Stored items

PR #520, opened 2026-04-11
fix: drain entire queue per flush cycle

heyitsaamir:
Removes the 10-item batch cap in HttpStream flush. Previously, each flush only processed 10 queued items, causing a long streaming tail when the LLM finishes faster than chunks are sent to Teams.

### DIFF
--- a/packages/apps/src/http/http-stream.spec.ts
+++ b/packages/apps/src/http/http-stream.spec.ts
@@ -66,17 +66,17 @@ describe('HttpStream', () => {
--
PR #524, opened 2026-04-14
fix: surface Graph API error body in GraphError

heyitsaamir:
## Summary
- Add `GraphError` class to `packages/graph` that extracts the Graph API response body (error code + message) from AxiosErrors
==
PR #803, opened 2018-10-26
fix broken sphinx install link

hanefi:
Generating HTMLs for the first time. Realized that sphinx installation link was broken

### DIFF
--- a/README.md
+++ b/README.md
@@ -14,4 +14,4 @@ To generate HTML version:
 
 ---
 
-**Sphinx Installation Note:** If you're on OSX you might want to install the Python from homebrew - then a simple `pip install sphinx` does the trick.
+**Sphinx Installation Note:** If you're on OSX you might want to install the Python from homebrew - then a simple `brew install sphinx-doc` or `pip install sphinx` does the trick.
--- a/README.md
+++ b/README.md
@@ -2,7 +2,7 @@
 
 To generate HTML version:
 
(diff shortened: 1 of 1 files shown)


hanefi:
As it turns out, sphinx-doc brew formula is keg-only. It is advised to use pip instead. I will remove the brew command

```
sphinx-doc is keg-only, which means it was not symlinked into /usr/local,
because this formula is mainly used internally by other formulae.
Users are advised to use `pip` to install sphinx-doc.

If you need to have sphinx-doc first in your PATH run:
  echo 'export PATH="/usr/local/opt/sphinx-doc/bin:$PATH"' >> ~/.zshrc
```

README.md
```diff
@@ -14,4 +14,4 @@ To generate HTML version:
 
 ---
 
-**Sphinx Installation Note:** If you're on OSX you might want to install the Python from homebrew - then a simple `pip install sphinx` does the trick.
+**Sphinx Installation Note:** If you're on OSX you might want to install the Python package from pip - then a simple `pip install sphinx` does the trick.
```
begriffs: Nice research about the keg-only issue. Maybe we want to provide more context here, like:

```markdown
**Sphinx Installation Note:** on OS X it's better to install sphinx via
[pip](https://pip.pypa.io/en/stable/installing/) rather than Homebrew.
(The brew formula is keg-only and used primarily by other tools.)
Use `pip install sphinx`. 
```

▸ **Your goal**: From the records above, print only the lines between the one holding "PR #520, opened 2026-04-11" and the one holding "-66,17 +66,17 @@", inclusive, exactly as they stand.

▸ **Response to this task**:
PR #520, opened 2026-04-11
fix: drain entire queue per flush cycle

heyitsaamir:
Removes the 10-item batch cap in HttpStream flush. Previously, each flush only processed 10 queued items, causing a long streaming tail when the LLM finishes faster than chunks are sent to Teams.

### DIFF
--- a/packages/apps/src/http/http-stream.spec.ts
+++ b/packages/apps/src/http/http-stream.spec.ts
@@ -66,17 +66,17 @@ describe('HttpStream', () => {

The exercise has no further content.